The decoding result is int-ID format. If you want it by text-format, try this:

In [None]:
textResult = exkaldi.hmm.transcription_from_int(result, wordsFile)

textResult.subset(nHead=1)

Just for convenience, we restorage lexicons.

In [None]:
lexFile = os.path.join(dataDir, "exp", "lexicons.lex")

lexicons = exkaldi.load_lex(lexFile)

In [None]:
del textResult

Besides the __transcription_from_int__ function, we can transform transcription by using the __Transcription__'s own method, like this:

In [None]:
word2id = lexicons("words")
oovID = word2id[lexicons("oov")]
id2word = word2id.reverse()

textResult = result.convert(symbolTable=id2word, unkSymbol=oovID)

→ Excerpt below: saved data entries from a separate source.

PR #20, opened 2016-03-04
Fix docstring for impl Neg

timClicks:
This commit changes the docstring for Point.neg() to
be "Returns a point with the x and y compontents negated",
instead of being the clone of Point.add(), e.g.
"Add a point to the given point."


frewsxcv:
Thanks!

PR #23, opened 2016-05-03
fixed two small clippy warnings

llogiq:
Just readability: Arguments with underscores should not be used; this just removes the underscores.

Very clean codebase. Kudos. :+1:


frewsxcv:
Thanks!

llogiq:
You're welcome.

Issue #25, opened 2016-05-12
Generic numeric type for all structs


frewsxcv:
We should allow the user to use whatever numeric type they want (e.g. `f64`, `f32`, `i64`). Just need to parameterize it.

zarch:
Do we really need to use "whatever numeric type" to define spatial coordinates?
To me it looks like f64 is the right type in this case... I don't see much value in supporting general numeric types.

TeXitoi:
Using 32 bits integer is enough for precision and 2 times smaller. But it can be slower and less convenient.

frewsxcv:
Considering both of you expected different types, I think this is the reason why it should be generic :)

frewsxcv:
Completed in #30 by @Kerosene2000 and @zarch

PR #26, opened 2016-05-13
Support generic numeric type for all structs: Issue#25

zarch:
This is a first attempt to fix Issue #25, I'm new to rust... so perhaps there is a more elegant way to fix it, especially I don't like that there is a repetition of the type definition everywhere (`T: Num + Neg<Output = T> + Copy`).

### DIFF
--- a/src/types.rs
+++ b/src/types.rs
@@ -186,8 +186,8 @@ impl Add for Point {
     /// assert_eq!(p.x(), 2.75);
     /// assert_eq!(p.y(), 5.0);
     /// ```
-    fn add(self, _rhs: Point) -> Point {
-        Point::new(self.x() + _rhs.x(), self.y() + _rhs.y())
+    fn add(self, rhs: Point) -> Point {
+        Point::new(self.x() + rhs.x(), self.y() + rhs.y())
     }
 }
 
@@ -204,8 +204,8 @@ impl Sub for Point {
     /// assert_eq!(p.x(), -0.25);
     /// assert_eq!(p.y(), 0.5);
     /// ```
-    fn sub(self, _rhs: Point) -> Point {
-        Point::new(self.x() - _rhs.x(), self.y() - _rhs.y())
+    fn sub(self, rhs: Point) -> Point {
+        Point::new(self.x() - rhs.x(), self.y() - rhs.y())
     }
 }
 


frewsxcv:
Any chance you could rebase (or merge) your changes on https://github.com/georust/rust-geo/pull/24? Also, I'm thinking we should just use http://rust-num.github.io/num/num/trait.Num.html instead of specifying all of the operations traits individually. What do you think?

jdroenner:
I think @frewsxcv is right here: using `T: Num ` should be enough for most cases. Also, is it really important to have `Neg<Output = T>` everywhere?

zarch:
My first attempt was to use just the Num trait but the rustc complains about this:
```
src/types.rs:180:20: 180:29 error: cannot apply unary operator `-` to type `T`
src/types.rs:180         Point::new(-self.x(), -self.y())
                                    ^~~~~~~~~
src/types.rs:180:31: 180:40 error: cannot apply unary operator `-` to type `T`
src/types.rs:180         Point::new(-self.x(), -self.y())
                                               ^~~~
```

Add the `Neg<Output = T>` fix this error. Do we need to implement `Neg`? if not we can just remove it and keep the type as `T: Num + Copy`. We still need `Copy` because otherwise rustc in x and y methods:

```
impl<T> Point<T>
    where T: Num + Copy
{
    // [...]
    pub fn x(&self) -> T {
        self.0.x
    }

    pub fn y(&self) -> T {
        self.0.y
    }
```

complains on borrowed content [E0507]:

```
src/types.rs:48:9: 48:13 error: cannot move out of borrowed content [E0507]
src/types.rs:48         self.0.x
                        ^~~~
src/types.rs:48:9: 48:13 help: run `rustc --explain E0507` to see a detailed explanation
src/types.rs:76:9: 76:13 error: cannot move out of borrowed content [E0507]
src/types.rs:76         self.0.y
                        ^~~~
```

Other idea on how we can fix this?

jdroenner:
To implement `Neg` for `Point `it is necessary to have a type which also implements `Neg`:
` impl <T> Neg for Point<T>  where T: Neg<Output = T>`
Only `T: Neg<Output = T>` should be required for this.

To implement `Point ` itself there is no need for `Neg`:
`impl <T> Point<T> where T: Num`

This way `Neg` is available for points (where `T: Neg`) while it is still possible to use other types only limited by `T: Num`. So you can remove the `Neg` bounds from all other implementations and types.



I don't know if we need `T: copy`. In most cases T will be a primitive number so copy should be fine. 
We could also use `T: clone `instead of `T: copy` to allow more types:
```
`impl<T> Point<T> where T: Num + Clone
{
    pub fn x(&self) -> T {
        self.0.x.clone()
    }
}`
```

But it could also be OK to return a reference:
```
`impl<T> Point<T> where T: Num
{
    pub fn x(&self) -> &T {
        self.0.x
    }
}`
```

PR #40, opened 2016-07-17
COORD_PRECISION is now f32

Kerosene2000:
https://github.com/georust/rust-geo/issues/39


frewsxcv:
Version 0.2.0 of geo-rust has been released which includes these changes.

PR #43, opened 2016-07-18
Fix Area trait for Polygon to consider inner isles and implement area tait for MultiPolygon

zarch:


frewsxcv:
Consider this example:

drawing

`A` is the outer ring. `B` and `C` are inner rings. With your `Polygon` `Area` algorithm, we'll calculate `Area(A) - Area(B) - Area(C)`, which is different than calculating the green area in the image.

I wonder if there are other libraries that handle this scenario.

A natural response would be "this is an invalid Polygon since the inner rings fall *outside* the outer ring". I think this is a valid response for the time being unless someone knows of an easy way to do the correct calculation above.

@zarch What do you think? I think your changes are an improvement and I'm 👍 on merging them. Just want to pass this by you. Thanks for the pull request!

waywardmonkeys:
Your polygons are invalid according to the "Simple Features" specification from the OGC.

waywardmonkeys:
Also according to the GeoJSON spec, although that's much less rigorously defined: http://geojson.org/geojson-spec.html#polygon

frewsxcv:
Thanks for your input @waywardmonkeys, much appreciated! 

This pull request looks good to me. @zarch Feel free to merge and deploy a new version (0.2.1). Otherwise I can do it myself sometime tomorrow. :confetti_ball:

zarch:
Thank you @frewsxcv, in these days I was think that would be nice to add a trait like: IsValid (is_valid) that check if a geometry is valid or not.
I'm wondering if this check should be implemented in the rust-geo library or in an external one (rust-geo-validation? where is the right place to raise question on the georust ecosystem and structure?).
I think the validation should use different validation-driver (e.g. geos, grass gis, etc), and would be nice to have also function to fix the input (e.g. converting your example into a multipolygon).

frewsxcv:
>  in these days I was think that would be nice to add a trait like: IsValid (is_valid) that check if a geometry is valid or not. I'm wondering if this check should be implemented in the rust-geo library or in an external one (rust-geo-validation? where is the right place to raise question on the georust ecosystem and structure?).

For now, I think opening a new issue in this repository (rust-geo) should be fine for now.

I also just created https://github.com/georust/meta/ as a place to discuss GeoRust projects and the organization.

textResult.subset(nHead=1)

In [None]:
del result

Now we can score the decoding result. Typically, you can compute the WER(word err rate).

In [None]:
refFile = os.path.join(dataDir, "test", "text")

score = exkaldi.decode.score.wer(ref=refFile, hyp=textResult, mode="present")

score

Or some times, compute the edit distance score. 

In [None]:
score = exkaldi.decode.score.edit_distance(ref=refFile, hyp=textResult, mode="present")

score

Then compute the accuracy of words levels.

In [None]:
1 - score.editDistance/score.words

We tested this and only get the WER 134.37, and the accuracy rate of words is 27.6%.

We support further process the lattice, for example, to add penalty or to scale it.

Here is a example to config different language model weight(LMWT) and penalty. (In Instead of text-format result, we use int-format reference file.)

In [None]:
refInt = exkaldi.hmm.transcription_to_int(refFile, lexicons("words"), unkSymbol=lexicons("oov"))
refIntFile = os.path.join(dataDir, "exp", "train_delta", "decode_test", "text.int")
refInt.save(refIntFile)

refInt.subset(nHead=1)

In [None]:
for penalty in [0., 0.5, 1.0]:
    for LMWT in range(10, 15):
        
        newLat = lat.add_penalty(penalty)
        result = newLat.get_1best(lexicons("words"), hmmFile, lmwt=LMWT, acwt=0.5)

        score = exkaldi.decode.score.wer(ref=refInt, hyp=result, mode="present")
        
        print(f"Penalty {penalty}, LMWT {LMWT}: WER {score.WER}")

From the lattice, you can get the phone-level result.

In [None]:
phoneResult = lat.get_1best(lexicons("phones"), hmmFile, lmwt=1, acwt=0.5, phoneLevel=True)

phoneResult = exkaldi.hmm.transcription_from_int(phoneResult, lexicons("phones"))

phoneResult.subset(nHead=1)

From lattice, N-Best results can also be extracted.

In [None]:
result = lat.get_nbest(
                        n=3,
                        symbolTable=lexicons("words"),
                        hmm=hmmFile, 
                        acwt=0.5, 
                        phoneLevel=False,
                        requireCost=False,
                )

for re in result:
    print(re.name, type(re))

___result___ is a list of N-bests __Transcription__ objects. If ___requireCost___ is True, return the LM score and AM score sumultaneously.

In [None]:
result = lat.get_nbest(
                        n=3,
                        symbolTable=lexicons("words"),
                        hmm=hmmFile, 
                        acwt=0.5, 
                        phoneLevel=False,
                        requireCost=True,
                )

for re in result[0]:
    print(re.name, type(re))
    
for re in result[1]:
    print(re.name, type(re))

for re in result[2]:
    print(re.name, type(re))

And importantly, Alignment can be returned. 

In [None]:
result = lat.get_nbest(
                        n=3,
                        symbolTable=lexicons("words"),
                        hmm=hmmFile, 
                        acwt=0.5, 
                        phoneLevel=False,
                        requireCost=False,
                        requireAli=True,
                )

for re in result[1]:
    print(re.name, type(re))

We will not train __LDA+MLLT__ and __SAT__ in this tutorial. If you need tutorial about them, please look the `examples` directory. We prepare some actual recipes for, for example, __TIMIT__ corpus.